ASSIGNMENT:
Please print out every line of the material, unchanged.

RECORDS SHOWN:

>>>

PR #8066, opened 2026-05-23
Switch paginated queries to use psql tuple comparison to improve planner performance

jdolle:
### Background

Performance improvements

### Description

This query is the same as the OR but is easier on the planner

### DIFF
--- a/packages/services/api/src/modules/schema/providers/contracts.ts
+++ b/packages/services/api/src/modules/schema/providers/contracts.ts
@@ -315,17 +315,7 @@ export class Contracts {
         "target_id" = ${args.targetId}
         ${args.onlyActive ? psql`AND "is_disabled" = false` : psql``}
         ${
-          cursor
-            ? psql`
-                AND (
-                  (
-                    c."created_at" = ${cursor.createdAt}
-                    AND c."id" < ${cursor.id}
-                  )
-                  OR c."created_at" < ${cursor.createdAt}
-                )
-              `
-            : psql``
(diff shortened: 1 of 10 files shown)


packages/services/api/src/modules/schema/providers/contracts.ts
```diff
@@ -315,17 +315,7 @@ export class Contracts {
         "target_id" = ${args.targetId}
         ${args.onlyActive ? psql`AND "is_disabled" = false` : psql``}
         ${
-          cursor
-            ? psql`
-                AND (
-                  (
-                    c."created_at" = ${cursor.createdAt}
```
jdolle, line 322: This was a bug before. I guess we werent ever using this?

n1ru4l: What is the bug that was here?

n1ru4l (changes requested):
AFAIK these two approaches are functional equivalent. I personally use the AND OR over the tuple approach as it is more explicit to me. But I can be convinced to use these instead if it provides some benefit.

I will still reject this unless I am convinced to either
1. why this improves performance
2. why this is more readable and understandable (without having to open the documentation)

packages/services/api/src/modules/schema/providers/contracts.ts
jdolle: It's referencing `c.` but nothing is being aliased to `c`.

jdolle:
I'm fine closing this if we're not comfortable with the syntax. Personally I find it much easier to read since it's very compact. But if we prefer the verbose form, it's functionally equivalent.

<<<

EXERCISE RESPONSE:
PR #8066, opened 2026-05-23
Switch paginated queries to use psql tuple comparison to improve planner performance

jdolle:
### Background

Performance improvements

### Description

This query is the same as the OR but is easier on the planner

### DIFF
--- a/packages/services/api/src/modules/schema/providers/contracts.ts
+++ b/packages/services/api/src/modules/schema/providers/contracts.ts
@@ -315,17 +315,7 @@ export class Contracts {
         "target_id" = ${args.targetId}
         ${args.onlyActive ? psql`AND "is_disabled" = false` : psql``}
         ${
-          cursor
-            ? psql`
-                AND (
-                  (
-                    c."created_at" = ${cursor.createdAt}
-                    AND c."id" < ${cursor.id}
-                  )
-                  OR c."created_at" < ${cursor.createdAt}
-                )
-              `
-            : psql``
(diff shortened: 1 of 10 files shown)


packages/services/api/src/modules/schema/providers/contracts.ts
```diff
@@ -315,17 +315,7 @@ export class Contracts {
         "target_id" = ${args.targetId}
         ${args.onlyActive ? psql`AND "is_disabled" = false` : psql``}
         ${
-          cursor
-            ? psql`
-                AND (
-                  (
-                    c."created_at" = ${cursor.createdAt}
```
jdolle, line 322: This was a bug before. I guess we werent ever using this?

n1ru4l: What is the bug that was here?

n1ru4l (changes requested):
AFAIK these two approaches are functional equivalent. I personally use the AND OR over the tuple approach as it is more explicit to me. But I can be convinced to use these instead if it provides some benefit.

I will still reject this unless I am convinced to either
1. why this improves performance
2. why this is more readable and understandable (without having to open the documentation)

packages/services/api/src/modules/schema/providers/contracts.ts
jdolle: It's referencing `c.` but nothing is being aliased to `c`.

jdolle:
I'm fine closing this if we're not comfortable with the syntax. Personally I find it much easier to read since it's very compact. But if we prefer the verbose form, it's functionally equivalent.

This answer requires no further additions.